Task material
——————————

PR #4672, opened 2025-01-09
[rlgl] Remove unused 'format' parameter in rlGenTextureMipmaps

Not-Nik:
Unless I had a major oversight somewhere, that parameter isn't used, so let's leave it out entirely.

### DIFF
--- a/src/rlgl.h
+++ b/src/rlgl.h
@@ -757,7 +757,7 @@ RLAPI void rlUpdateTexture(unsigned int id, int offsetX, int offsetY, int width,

——————————

About this exercise
Please go line by line through the records above, copying each one that holds the string "rlgl".

Solved exercise
[rlgl] Remove unused 'format' parameter in rlGenTextureMipmaps
--- a/src/rlgl.h
+++ b/src/rlgl.h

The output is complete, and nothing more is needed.